WHAT TO WORK ON => Please say how many lines in the material include the string "more", and nothing else.

▼▼▼

PR #291, opened 2026-08-10
demos: new freeglut cursors demo

drewwoods:
Demonstrates freeglut resize cursors with a resizable rectangle.  Resize the rectangle by dragging its edges and corners, or click its centre to spin it!

Whee:
cursor-demo

### DIFF
--- a/CMakeLists.txt
+++ b/CMakeLists.txt
@@ -776,6 +776,7 @@ ADD_DEMO(accum           progs/demos/accum/accum.c)
 ADD_DEMO(windows         progs/demos/windows/windows.c)
 ADD_DEMO(vsync           progs/demos/vsync/vsync.c)
 ADD_DEMO(fonts           progs/demos/fonts/fonts.c)
+ADD_DEMO(cursors         progs/demos/cursors/cursors.c)
 
 #######################
 # INSTALLATION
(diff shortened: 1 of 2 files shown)


jtsiomb:
This is extremely cute, but I don't think it makes sense to have a whole demo just to demonstrate *two* of the possible cursors. Wouldn't it be better (albeit more boring), to have a menu with all the possible GLUT cursors, and being able to select any one of them to set?

drewwoods:
FWIW the demo uses 9 GLUT cursors, but granted the GIF was advertising the spin more than the cursors :P .  I understand the pushback, since this doesn't quite fit the theme of the other demos, and the spin is probably a step too far rather than demonstrating the cursors themselves.
https://github.com/freeglut/freeglut/blob/c5e4239f46185af5d8322b2321d1ca8ea7f8c181/progs/demos/cursors/cursors.c#L90-L100

Would you be happy if we dropped the spin? This would reduce the code by ~40% at the cost of the GLUT_CURSOR_CYCLE, so it would still demonstrate 8 cursors.

dcnieho:
I'd say lets keep the spin, but maybe also demonstrate the other cursors
not related to resizing/spin? You could show those by hovering over
specific other areas?

jtsiomb:
Ok then, whee it is :)

Let's pull that in, and we can add more cursors to it later at some point.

▲▲▲

EXERCISE OUTPUT => 3